**** Provided records ****

Issue #3725, opened 2025-10-27
`--validate` option fails at parsing comments in yaml file


NicolasCARPi:
Hello,

Thank you for this great piece of software! I'm submitting this report as I believe it's a clear bug!

------

**Describe the bug**

Using `falco --validate /etc/falco/falco.yaml` results in invalid configuration with errors stemming from the fact that the YAML file contains comments.

**How to reproduce it**

Have a config file that comes with the package (in my case https://falco.org/repo/falcosecurity-rpm.repo).

`$  head /etc/falco/falco.yaml`

~~~yaml
# SPDX-License-Identifier: Apache-2.0
#
# Copyright (C) 2025 The Falco Authors.
#
#
# Licensed under the Apache License, Version 2.0 (the "License");
# you may not use this file except in compliance with the License.
# You may obtain a copy of the License at
#
#     http://www.apache.org/licenses/LICENSE-2.0
~~~

**Expected behaviour**

I can validate the main file and other rules files.

Output of `falco --validate /etc/falco/falco.yaml`

~~~
Mon Oct 27 12:29:10 2025: Falco version: 0.42.0 (x86_64)
Mon Oct 27 12:29:10 2025: Falco initialized with configuration files:
Mon Oct 27 12:29:10 2025:    /etc/falco/config.d/engine-kind-falcoctl.yaml | schema validation: ok
Mon Oct 27 12:29:10 2025:    /etc/falco/config.d/falco.container_plugin.yaml | schema validation: ok
Mon Oct 27 12:29:10 2025:    /etc/falco/falco.yaml | schema validation: ok
Mon Oct 27 12:29:10 2025: System info: Linux version 5.14.0-570.52.1.el9_6.x86_64 (mockbuild@iad1-prod-build001.bld.equ.rockylinux.org) (gcc (GCC) 11.5.0 20240719 (Red Hat 11.5.0-5), GNU ld version 2.35.2-63.el9) #1 SMP PREEMPT_DYNAMIC Wed Oct 15 13:59:22 UTC 2025
Mon Oct 27 12:29:10 2025: Loaded plugin 'container@0.4.0' from file /usr/share/falco/plugins/libcontainer.so
Mon Oct 27 12:29:10 2025: [libs]: container: Enabled 'podman' container engine.
Mon Oct 27 12:29:10 2025: [libs]: container: * enabled container runtime socket at '/run/podman/podman.sock'
[...]

PR #3947, opened 2026-07-19
feat(userspace/falco): clarify rules validation errors

AkashKumar7902:
**What type of PR is this?**

> /kind bug

> /kind cleanup

> /kind design

> /kind documentation

> /kind failing-test

/kind feature

> /kind release

> /kind chart-release

> /area build

/area engine

/area tests

> /area proposals

> /area automation

> /area chart

When `--validate` receives a top-level YAML mapping such as `falco.yaml`, rules validation currently reports only a structural error. This change adds an actionable hint explaining that `--validate` accepts rules files and that `--dry-run` validates a Falco configuration together with its configured rules.

The hint is added in the `validate_rules_files` application action, so normal rule loading and embedded engine callers are unchanged. JSON stdout remains machine-parseable; the hint stays in the fatal error summary written to stderr.

Related to #3725

This is a draft because #3725 is assigned to @leogr; I would appreciate confirmation that the diagnostic wording and app-layer placement match the intended scope.

Validation:

- Repository `clang-format` 18.1.8 and `cmake-format` 0.6.13 hooks
- CI-matching minimal Linux build of `falco_unit_tests`
- All three focused `ActionValidateRulesFiles` regressions
- Full unit suite: 214/214 tests passed
- Manual CLI E2E: baseline returned the generic error; the patch retained exit code 1 and added the `--dry-run` hint to stdout and stderr
- Text, JSON-preservation, and non-config negative cases

```release-note
feat(userspace/falco): suggest `--dry-run` when `--validate` receives a Falco configuration file
```

### DIFF
--- a/unit_tests/falco/app/actions/test_validate_rules_files.cpp
+++ b/unit_tests/falco/app/actions/test_validate_rules_files.cpp
@@ -1,0 +1,107 @@
+// SPDX-License-Identifier: Apache-2.0
+/*
+Copyright (C) 2026 The Falco Authors.
+
+Licensed under the Apache License, Version 2.0 (the "License");
+you may not use this file except in compliance with the License.
+You may obtain a copy of the License at
+
+    http://www.apache.org/licenses/LICENSE-2.0
+
+Unless required by applicable law or agreed to in writing, software
+distributed under the License is distributed on an "AS IS" BASIS,
+WITHOUT WARRANTIES OR CONDITIONS OF ANY KIND, either express or implied.
+See the License for the specific language governing permissions and
+limitations under the License.
+*/
+
+#include "app_action_helpers.h"
+
+#include <nlohmann/json.hpp>
+
+#include <cstdio>
+#include <fstream>
+#include <iostream>
+#include <sstream>
+#include <string>
+
+namespace {
+const std::string s_hint =
+        "--validate accepts Falco rules files only. To validate a Falco configuration file "
+        "and its configured rules, use --dry-run.";
+
+class stdout_capture {
+public:
+	stdout_capture(): m_original(std::cout.rdbuf(m_stream.rdbuf())) {}
+	~stdout_capture() { std::cout.rdbuf(m_original); }
+
+	std::string str() const { return m_stream.str(); }
+
+private:
+	std::ostringstream m_stream;
+	std::streambuf* m_original;
+};
+
+falco::app::run_result validate_content(const std::string& filename,
+                                        const std::string& content,
+                                        bool json_output,
+                                        std::string& output) {
+	{
+		std::ofstream file(filename);
+		if(!file.is_open()) {
+			return falco::app::run_result::fatal("Could not create test file " + filename);
+		}
+		file << content;
+	}
+
+	falco::app::state s = {};
+	s.options.validate_rules_filenames = {filename};
+	s.config->m_json_output = json_output;
+
+	falco::app::run_result result;
+	{
+		stdout_capture capture;
+		result = falco::app::actions::validate_rules_files(s);
+		output = capture.str();
+	}
+	EXPECT_EQ(std::remove(filename.c_str()), 0);
+	return result;
+}
+}  // namespace
+
+TEST(ActionValidateRulesFiles, suggests_dry_run_for_config_file) {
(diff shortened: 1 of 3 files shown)


userspace/falco/app/actions/validate_rules_files.cpp
```diff
@@ -106,6 +122,12 @@ falco::app::run_result falco::app::actions::validate_rules_files(falco::app::sta
 			summary += filename + ": Ok, with warnings";
 			falco_logger::log(falco_logger::level::WARNING, res->as_string(true, rc) + "\n");
 		}
+
+		if(!res->successful() && has_yaml_mapping_root(rc.at(filename).get())) {
+			summary +=
+			        "\nHint: --validate accepts Falco rules files only. To validate a Falco "
+			        "configuration file and its configured rules, use --dry-run.";
+		}
```
leogr, line 130:
```suggestion
		if(!res->successful() && has_yaml_mapping_root(rc.at(filename).get())) {
			summary +=
			        "\nHint: --validate expects a rules file, that is a YAML list of rule, macro, "
			        "and list items. If this is a Falco configuration file, validate it and its "
			        "configured rules with `falco -c " +
			        filename + " --dry-run` instead.";
		}
```

Two things about the current wording 👇

**It also fires on rules files.** The heuristic is "the root is a YAML map", and a rules file that is just missing the leading `- ` is exactly that. `rule_loader_reader.cpp` throws `Rules content is not yaml array of objects` for any map root, so a rules author who forgot the dash is told `--validate accepts Falco rules files only` and pointed at `--dry-run`, which is not what they need.

**`--dry-run` alone validates the default config, not the file that was passed.** So the user can get a false green:

```
$ falco --dry-run
Falco initialized with configuration files:
   /etc/falco/falco.yaml | schema validation: ok
$ echo $?
0

$ falco -c /tmp/mycfg.yaml --dry-run
LOAD_ERR_YAML_VALIDATE (...): Rules content is not yaml array of objects
$ echo $?
1
```

The suggestion covers both, since it says what `--validate` expects (so the missing dash case becomes self-explanatory) and it spells out the full command.

N.B. I checked the suggestion against `clang-format` and it builds as is.

unit_tests/falco/app/actions/test_validate_rules_files.cpp
```diff
@@ -0,0 +1,107 @@
...
+#include <cstdio>
+#include <fstream>
+#include <iostream>
+#include <sstream>
+#include <string>
+
+namespace {
+const std::string s_hint =
+        "--validate accepts Falco rules files only. To validate a Falco configuration file "
+        "and its configured rules, use --dry-run.";
```
leogr, line 31:
```suggestion
const std::string s_hint =
        "--validate expects a rules file, that is a YAML list of rule, macro, and list items.";
```

To match the reworded hint, see my other comment.

Also, may you assert that the hint carries the command too, something like `falco -c <filename> --dry-run`? That is the part that actually tells the user what to run, so I believe it is worth covering 🙏

sgaist (commented):
I agree with @leogr's comments

leogr:
Hey @AkashKumar7902

Thanks for this PR! Since we want it in 0.45.0 and the branch was out of date, I took the liberty to push directly on your branch (thanks for leaving "allow edits from maintainers" on). Here is what changed 👇

- rebased on the current `master` (the only conflict was in `unit_tests/CMakeLists.txt`, since `test_pidfile.cpp` landed in the meantime, so I kept both entries)
- applied my two suggestions above: the hint now says what `--validate` expects (a YAML list of rule, macro, and list items) and spells out the full command, i.e. `falco -c <file> --dry-run`, so it also makes sense for a rules file that is just missing the leading `-`
- the unit tests now assert that the hint carries that command too (in the text output and in the error string, but not in the JSON stdout)
- squashed everything in your commit, keeping you as the author, and added my sign-off

Everything else is as you wrote it. Once the CI is green, we can merge it.

Thanks again for your contribution 🙏

leogr (approved):
Both suggestions applied and the command assertion is in, the rest is as the author wrote it. LGTM

leogr:
@sgaist PTAL :pray:

sgaist (approved):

****

Directions for this task - Copy out, from the listing above, every line that contains the word "Thanks".

Your solution -
Thanks for this PR! Since we want it in 0.45.0 and the branch was out of date, I took the liberty to push directly on your branch (thanks for leaving "allow edits from maintainers" on). Here is what changed 👇
Thanks again for your contribution 🙏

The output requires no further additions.